Yup, one in the displacer, and one in the outer cylinder, so it can adjust to outside air pressure slowly. (which should be the average pressure inside as well.)

It's basically recommended with any type of diaphragm engine.
Solid pistons always leak SOME air, so they ajust naturally, but diaphram engines basically have a perfect seal.

I think this could really be a MAJOR problem. Can't say for sure, but having a PERFECT seal is a very very good thing. especially between the outer cylinder and the outside air. Not a good idea to have any kind of permanent hole or puncture. I've read or seen accounts here of people having engines that didn't run because of the tiniest, completely invisible leak that they only found by using compressed air and soap bubbles.

I think a much better solution would be to add a little valve that can be opened if necessary, to let a little air in or out, then completely closed for continued operation.

Like on this little diaphragm LTD.

Screenshot_20210509-162919.jpg (100.17 KiB) Viewed 7763 times

Any kind of little screw cap or plug that can be opened a little, if and when it might ever be necessary, but that can be tightly sealed during operation.

There is no need for equalization with the outside air when the engine is running, quite the contrary. It is the difference in pressure that makes it possible for the engine to operate.

[Jagang]

There is no need for equalization with the outside air when the engine is running, quite the contrary. It is the difference in pressure that makes it possible for the engine to operate.

A diaphram engine will probably stop running when the internal pressure moves above the atmospheric average.
A perfect seal is usually only beneficial if you have a seriously pressurized engine.

[Tom Booth]

There is no need for equalization with the outside air when the engine is running, quite the contrary. It is the difference in pressure that makes it possible for the engine to operate.

A diaphram engine will probably stop running when the internal pressure moves above the atmospheric average.
A perfect seal is usually only beneficial if you have a seriously pressurized engine.

Possibly, I'm just afraid that a hole in the diaphragm could potentially prevent the engine from running at all. There has to be a difference in pressure for the engine to start up.

A diaphram engine will probably stop running when the internal pressure moves above the atmospheric average

My experience and experiments, so far, indicate that this does not happen.

Pressure equalization may sometimes be necessary with something like a change in barometric pressure, a storm approaching, or taking the engine to a different elevation.

A very very tiny hole in the diaphragm MIGHT not be a big problem, but it can be difficult to assess, as a diaphragm can and does stretch, and how much pressure is escaping is difficult to say.

Think of a small puncture in a bicycle tire. It may be invisible to the eye, but you won't get anywhere on the bike.

[ccspring3021]

Hi,

BTW, can anyone explain why the NASA's stirling free displacer will run after the piston? I guess when the piston compress the gas, it will cause temperature rise, then the gas inside the displacer will expand, and vice versa.
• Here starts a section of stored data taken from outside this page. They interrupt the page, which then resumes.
PR #2034, opened 2025-02-09
Tell SimpleCov to ignore unreachable code

bquorning:
In some cases we know that a case statement is covering all possible branches, e.g. `case [foo?, bar?]` has four branches (if the predicate methods return booleans, of course), and `case style` has a know number of branches, depending on `SupportedStyles` in config/default.yml.

So, when to use `else ... raise ArgumentError`, and when to change the last `elsif` or `when` into an `else`? I don't know.

~To avoid conflicts with other PRs improving code coverage, the .simplecov file is not updated here.~

- [ ] Added tests.
- [ ] Updated documentation.

### DIFF
--- a/.simplecov
+++ b/.simplecov
@@ -2,7 +2,7 @@
 
 SimpleCov.start do
   enable_coverage :branch
-  minimum_coverage line: 100, branch: 98.44
+  minimum_coverage line: 100, branch: 100
   add_filter '/spec/'
   add_filter '/vendor/bundle/'
 end
--- a/lib/rubocop/cop/rspec/implicit_subject.rb
+++ b/lib/rubocop/cop/rspec/implicit_subject.rb
@@ -97,6 +97,7 @@ module RuboCop
 
         private
 
+        # rubocop:disable Metrics/MethodLength
         def autocorrect(corrector, node)
           case node.method_name
           when :expect
@@ -107,8 +108,13 @@ module RuboCop
             corrector.replace(node.location.selector, 'expect(subject).to')
           when :should_not
             corrector.replace(node.location.selector, 'expect(subject).not_to')
+          else
+            # :nocov:
+            :noop
+            # :nocov:
           end
         end
+        # rubocop:enable Metrics/MethodLength
 
         def message(_node)
           case style
@@ -119,6 +125,7 @@ module RuboCop
           end
         end
 
+        # rubocop:disable Metrics/MethodLength
         def invalid?(node)
           case style
           when :require_implicit
@@ -129,8 +136,13 @@ module RuboCop
             implicit_subject_in_non_its_and_non_single_line?(node)
           when :single_statement_only
             implicit_subject_in_non_its_and_non_single_statement?(node)
+          else
+            # :nocov:
+            :noop
+            # :nocov:
           end
         end
+        # rubocop:enable Metrics/MethodLength
 
         def implicit_subject_in_non_its?(node)
           implicit_subject?(node) && !its?(node)
--- a/lib/rubocop/cop/rspec/predicate_matcher.rb
+++ b/lib/rubocop/cop/rspec/predicate_matcher.rb
@@ -110,6 +110,7 @@ module RuboCop
           )
         end
 
+        # rubocop:disable Metrics/MethodLength
         def true?(to_symbol, matcher)
           result = case matcher.method_name
                    when :be, :eq, :eql, :equal
@@ -118,9 +119,14 @@ module RuboCop
                      true
                    when :be_falsey, :be_falsy, :a_falsey_value, :a_falsy_value
                      false
+                   else
+                     # :nocov:
+                     :noop
+                     # :nocov:
                    end
           to_symbol == :to ? result : !result
         end
+        # rubocop:enable Metrics/MethodLength
       end
 
       # A helper for `explicit` style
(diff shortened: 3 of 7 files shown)


bquorning:
cc @corsonknowles

corsonknowles:
I like the use of `else` blocks!

I agree it's a good sign to be deliberate that it's unreachable code. 

At this point, I think we should probably add a contributor guideline to the README so folks know how to handle unreachable code.  

Some ways of using node patterns and then further matching in Ruby methods and case handling for config both lend themselves to that outcome, so it will likely come up.

corsonknowles:
Also FYI, I tried `in` blocks instead of `when` blocks for exhaustive pattern matching, and although they work great, they do not change the coverage issue:
https://docs.ruby-lang.org/en/3.0/syntax/pattern_matching_rdoc.html

bquorning:
> I like the use of `else` blocks!

`else` is easy, but e.g. `when :be_falsey, :be_falsy, :a_falsey_value, :a_falsy_value` or `when [false, false]` is more informative, almost serving as a kind of documentation. Which is why in some places I kept the list of possible values as a comment, and in other places chose to add an `else` branch that just raises an exception.

bquorning:
If I remember correctly, `case`/`in` blocks _must_ have an `else` branch. Or is it just that it raises an exception if none of the branches are matched?

corsonknowles:
It raises an exception NoMatchingPatternError. This essentially handles
that part for us (instead of ArgumentError), but it's not considered
exhaustive. It also doesn't give us a convenient place to put a `# :nocov`
block.

Not considering the `case ... in` block to be exhaustive may be a failing
in Simplecov that we should look into, since pattern matching is new but
not that new.

lib/rubocop/cop/rspec/implicit_subject.rb
```diff
@@ -107,8 +108,13 @@ def autocorrect(corrector, node)
             corrector.replace(node.location.selector, 'expect(subject).to')
           when :should_not
             corrector.replace(node.location.selector, 'expect(subject).not_to')
+          else
```
pirj, line 111: Why is this needed? In practice, this is unreachable, isn't it?

lib/rubocop/cop/rspec/implicit_subject.rb
```diff
@@ -129,8 +136,13 @@ def invalid?(node)
             implicit_subject_in_non_its_and_non_single_line?(node)
           when :single_statement_only
             implicit_subject_in_non_its_and_non_single_statement?(node)
+          else
+            # :nocov:
+            raise ArgumentError("Unsupported style :#{style}")
```
pirj, line 141: Same

lib/rubocop/cop/rspec/predicate_matcher.rb
```diff
@@ -110,7 +110,7 @@ def true?(to_symbol, matcher)
                      matcher.first_argument.true_type?
                    when :be_truthy, :a_truthy_value
                      true
-                   when :be_falsey, :be_falsy, :a_falsey_value, :a_falsy_value
+                   else # :be_falsey, :be_falsy, :a_falsey_value, :a_falsy_value
```
pirj, line 113: Is this becase we don't want an "else" here?
Or because we don't want a separate test case for all four variants?
Might be we just add those four cases in specs and keep the cop intact?

lib/rubocop/cop/rspec/predicate_matcher.rb
```diff
@@ -329,6 +329,10 @@ def on_send(node)
             check_inflected(node)
           when :explicit
             check_explicit(node)
+          else
+            # :nocov:
+            raise ArgumentError("Unsupported style :#{style}")
```
pirj, line 334: This is recurring. Even if RuboCop doesn't handle the inclusion validation of [SupportedStyles](https://github.com/rubocop/rubocop-rspec/blob/2be7260d25e78c740379ea56bd3c5ef0f8e21005/config/default.yml#L764) yet, we should open a ticket for it to do this.

Or do we still need those "else" clauses? Why?

bquorning: When we have a `case` or an `if` block without an `else` branch, it will _behave_ as if there was an empty branch:
```
else
  nil
end
```
SimpleCov know this, and marks the implicit `else` branch as not covered by tests. If we want to reach 100% branch coverage, we need to either change the last `elsif condition` into an `else`, or add an `else` branch.

I think you are right in the RuboCop itself will complain if a configured style isn’t in the listed available style options.

bquorning: I agree, and will shortly push up such changes.

However I think I’ll leave the two cases of `else; node.source` which seem like reasonable defaults for those case blocks.

.simplecov
```diff
@@ -2,7 +2,7 @@
 
 SimpleCov.start do
   enable_coverage :branch
-  minimum_coverage line: 100, branch: 98.44
+  minimum_coverage line: 100, branch: 100
```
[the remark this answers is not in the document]
pirj: 🤩👏

bquorning:
@pirj 👍🏼❓

pirj (approved):
Thank you! 🤩

ydah (approved):

.simplecov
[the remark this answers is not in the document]
corsonknowles: ❤️ :shipit: 🥇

If so, the system's working frequency is limited by the heat transfer speed.

[Tom Booth]

Hi,

BTW, can anyone explain why the NASA's stirling free displacer will run after the piston? I guess when the piston compress the gas, it will cause temperature rise, then the gas inside the displacer will expand, and vice versa.

If so, the system's working frequency is limited by the heat transfer speed.

I don't think the displacer moves much due to a change in temperature, it is more likely IMO, mostly responding directly to the change in pressure.

[ccspring3021]

Hi Tom,

I do not think the displacer changing respond to the pressure.
when the power piston is pressed down, the pressure in the volume should rise up.
If displacer is isolated with volume(both pressure and temperature), its interal pressure remain and it should be compressed, so it should lift up.
If displacer is not isolated, we see a small hole on the surface, its interal pressure should equal to the volume, so it should not change any more.
But we see it go down later, so the volume of displacer become bigger, it means its interal pressure become higher than the volume.